# Is there a way to find the center point of this circle?

I am facing a problem that I have difficulty to solve.

I have a line that originates from the origin (point $$(0,0)$$) and has a known angle to the $$x$$ axis (angle $$\theta$$)

Somewhere between the $$x$$ axis and this line is a circle. This circle touches both lines, but the dimension and center of this circle are not known.

On the right side of the circle is a point $$P$$ that lies on the circumference of the circle and of which the coordinates are known.

How can I find the coordinates of the center of the circle?

I can't seem to add an image so I have used an external website to make the drawing.

========================================================

I now realize that I have over-simplified the problem because it is hard to explain in words. However, now I know that I can send a drawing in another way I would like to post the original problem:

You can see the drawing over here

There are two lines originating from the origin. The angle of each line in relation to the diagonal is the same and is known. A circle is centered on the diagonal and only a 90 degrees arc of the circle is drawn between the lines. On the arc of the circle is a point P of which the coordinates are known. The dimension and location of the circle is not known, the only thing that is known is that point P lies on the arc and the arc is a 90 degrees segment of a circle with its center on the diagonal.

How can I find the coordinates of the circle?

• A drawing would help a lot. There seems to be enough information in the text, but it is hard to be sure. – Ross Millikan Oct 31 '20 at 2:13
• With the new changes, you should consider posting a new problem instead – Andrei Oct 31 '20 at 5:27

A drawing of my understanding is below. Please make sure it matches your understanding. We know $$\theta$$ and the coordinates of $$P$$. Because the circle is tangent to the two lines, $$D$$ is on the bisector of the angle. That gives you the slope of the line from the origin through $$D$$, which gives a relationship between the $$x$$ and $$y$$ coordinates of $$D$$. You can now write the law of cosines for the triangle $$ADP$$ in terms of the $$x$$ coordinate of $$D$$ and solve the equation.

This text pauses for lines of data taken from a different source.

PR #97, opened 2022-09-04
RATTLE constraint for velocities

chemicalfiend:
I implemented the RATTLE constraint which constrains velocities along constraints to be 0. While the test works for one usage of `apply_constraints` works, it is not converging for multiple steps (refer the test here : https://github.com/chemicalfiend/md-constraints/blob/main/test/rattle-test.jl ; the first 2 tests pass, but the `simulate!` command keeps running forever)

### DIFF
--- a/NEWS.md
+++ b/NEWS.md
@@ -1,5 +1,15 @@
 # Molly.jl release notes
 
+## v0.14.1 - Jan 2023
+
+### New features
+- The Buckingham potential is added as `Buckingham`.
+- Polymer melt and density functional theory examples are added to the documentation.
+
+### Bug fixes
+- A bug introduced by a new version of AtomsBase.jl is fixed. In addition, atoms in systems without `atoms_data` defined now return `:unknown` from `AtomsBase.atomic_symbol`.
+- A bug in the export of `OpenMMResidueType` is fixed.
+
 ## v0.14.0 - Dec 2022
 
 ### Breaking changes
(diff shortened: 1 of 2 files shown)


jgreener64:
Sounds like `maximum(vpset)` never gets low enough in the case where it fails. If you print out `maximum(vpset)` each iteration what does it give you? 10^-15 may be too strict a requirement.

Also, do you have a link to the implementation you are basing this on?

chemicalfiend:
1e-15 was too strict a requirement, indeed. I think because the units of v . r is nm^2 / ps we can only expect it to converge to about an order of O(10^-3) . I tried printing out maximum(vpset) and no matter what I did it seemed to only hit roughly 1e-2 nm^2/ps for each of the the test cases I was working on, so I relaxed the tolerance bit by bit until it worked. I'm concerned it might be a little too relaxed now...

As for references, [this](https://github.com/lammps/lammps/blob/b4e42f68b14c348203ba8e58f1ef27dc58f21a24/src/RIGID/fix_rattle.cpp/#L312-L356) has the general implementation for pairs; I used the iteration scheme prescribed [here](https://github.com/gromacs/gromacs/blob/bd791c7cba317d8d59c86c2edcc923d6263f8d0a/src/gromacs/mdlib/shake.cpp/#L348-L422) ; I also referred the paper [here](https://doi.org/10.1016/0021-9991(83)90014-1) directly .

jgreener64:
Thanks for the links. Yes I think that is too relaxed a requirement.

Is the line `r01 = vector(old_coords[i1], old_coords[i0], sys.boundary)` and the corresponding line after correct? The `vector` function arguments would be `i0` then `i1` if you wanted the vector from `i0` to `i1`. Here they are the other way around. I notice it is the same order as for SHAKE but there you are mainly taking `norm`s or doing other operations that would cancel out an error.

• Thank you for the quick repley. However I can't visit i.stack.imgur.com - my browser says there is a problem with the site - so I can't see the image you have attached. – A. vanleyen Oct 31 '20 at 4:15
• I have no problem. Perhaps a cache clear is needed – Ross Millikan Oct 31 '20 at 4:19
• I think it is because I am living in Shenzhen which is in China.. I have however used an external website (desmos) to make a drawing that you can view: – A. vanleyen Oct 31 '20 at 4:21
• I have however used an external website (desmos) to make a drawing that you can view :desmos.com/geometry/gq8xv1yumt – A. vanleyen Oct 31 '20 at 4:24
• Yes, that matches mine nicely. My $D$ is the center of the circle. – Ross Millikan Oct 31 '20 at 4:34

The equation of the line at angle $$\theta$$ is $$y=x\tan\theta$$ Let's call the coordinates of the center of the circle $$(x_c,y_c)$$. Then you know that the distance from the center to the line is equal to the distance from the center to point $$P$$ (note that this is on a parabola with focus $$P$$, and the directrix is the tilted line). We write this as $$\frac{(x_c\tan\theta-y_c)^2}{\tan^2\theta+1}=(x_c-x_P)^2+(y_c-y_P)^2$$ I've used the formula on this link, but you can just search for it. Since the circle touches the line and the $$x$$ axis, it means that the center is on the bisector of the angle. Therefore $$\tan\frac\theta 2=\frac{y_c}{x_c}$$ Take $$y_c$$ from the second equation, plug it into the first one, and you just get a quadratic. One of the solution corresponds to $$P$$ on the right side of the circle, one on the left. In your case, you want the smaller number.

• Ross and Andrei, thank you very much. – A. vanleyen Oct 31 '20 at 4:58
• However, the problem is more complicated as I originally said. Pleas see my modified original post – A. vanleyen Oct 31 '20 at 4:59

For the modified problem, draw a vertical line through $$C$$. Since $$C$$ is on the diagonal, $$x_C=y_C$$. That's one of the unknowns. The second is the radius $$r$$. So you need two equations. One of them is the distance to point $$P$$: $$(x_P-x_C)^2+(y_P-x_C)^2=r^2$$ For the other equation, look at the triangle formed by the $$x$$ axis, the upper line, and the vertical through $$C$$. This is a right angle triangle, with the angle at origin $$\pi/4+\theta$$, the opposite side is $$x_C+r$$, and the adjacent side $$x_C$$. Then the other equation is: $$\tan\left(\frac\pi4+\theta\right)=\frac{x_C+r}{x_C}$$ Eliminating $$r$$ from these two equations you get a quadratic in $$x_C$$. You need to choose the solution where $$x_C.